Certain holders of Shares (the “Rollover Stockholders”), including John A. McKenna, Jr., Jeffrey Nachbor, Paul Maier and John F. Lyons, have agreed to exchange a portion of their Shares (the “Rollover Shares”), pursuant to the Rollover Agreement, dated as of November 6, 2018 (the “Rollover Agreement”), by and among the Rollover Stockholders and PVKG Investment Holdings Inc., a Delaware corporation and the direct parent of Parent (“PVKG Investment Holdings”), for equity interests in PVKG Investment Holdings and have agreed not to tender the Rollover Shares pursuant to the Offer. As of November 5, 2018, the Rollover Shares represented approximately 3.2% of the outstanding Shares.
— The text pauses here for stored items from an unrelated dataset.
PR #2769, opened 2021-08-21
Support specifying bookie http port as a command argument

fantapsody:
### Motivation

I was trying to start multiple bookies locally and found it's a bit inconvenient to specify different http ports for different bookies.

### Changes

Add a command-line argument `httpport` to the bookie command to support specifying bookie http port from the command line.

### DIFF
--- a/bookkeeper-server/src/main/java/org/apache/bookkeeper/server/Main.java
+++ b/bookkeeper-server/src/main/java/org/apache/bookkeeper/server/Main.java
@@ -76,7 +76,7 @@ public class Main {
         BK_OPTS.addOption("z", "zkserver", true, "Zookeeper Server");
         BK_OPTS.addOption("m", "zkledgerpath", true, "Zookeeper ledgers root path");
         BK_OPTS.addOption("p", "bookieport", true, "bookie port exported");
-        BK_OPTS.addOption("httpport", true, "bookie http port exported");
+        BK_OPTS.addOption("hp", "httpport", true, "bookie http port exported");
         BK_OPTS.addOption("j", "journal", true, "bookie journal directory");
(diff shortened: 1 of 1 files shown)


bookkeeper-server/src/main/java/org/apache/bookkeeper/server/Main.java
```diff
@@ -76,6 +76,7 @@
         BK_OPTS.addOption("z", "zkserver", true, "Zookeeper Server");
         BK_OPTS.addOption("m", "zkledgerpath", true, "Zookeeper ledgers root path");
         BK_OPTS.addOption("p", "bookieport", true, "bookie port exported");
+        BK_OPTS.addOption("httpport", true, "bookie http port exported");
```
nicoloboschi, line 79: "hp" as short-hand ?

nicoloboschi (changes requested):
LGTM, I'd like to add short-hand option name as the other options

bookkeeper-server/src/main/java/org/apache/bookkeeper/server/Main.java
eolivelli: makes sense

fantapsody: Thanks for the suggestion, just added it.

eolivelli:
@nicoloboschi PTAL

eolivelli (approved):
LGTM

nicoloboschi (approved):
+1

addisonj:
@sijie can you merge?

hangc0276 (approved):
LGTM

zymap (approved):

The Offer is not subject to any financing condition. The Offer is conditioned upon, among other things, the satisfaction of the “Minimum Condition” and other conditions described in Section 15 — “Certain Conditions of the Offer.
The ConvergeOne board of directors (the “ConvergeOne Board”), acting upon the unanimous recommendation of the Special Transaction Committee of the ConvergeOne Board, has unanimously adopted resolutions (1) determining that the Merger Agreement and the transactions contemplated thereby, including the Offer and the Merger, are advisable and fair to, and in the best interest of, ConvergeOne and the holders of Shares, (2) resolving that the Merger Agreement and the Merger will be governed by and effected under Section 251(h) and other relevant provisions of the DGCL, (3) declaring it advisable for ConvergeOne to enter into the Merger Agreement and to consummate the transactions contemplated thereby, including the Offer and the Merger, (4) authorizing and approving the execution, delivery and performance by ConvergeOne of the Merger Agreement and the consummation of the transactions contemplated thereby, including the Offer and the Merger and (5) resolving to recommend that the holders of Shares accept the Offer and tender their Shares to Offeror pursuant to the Offer.
A summary of the principal terms of the Offer appears under the heading “Summary Term Sheet”. You should read this entire Offer to Purchase carefully before deciding whether to tender your Shares pursuant to the Offer.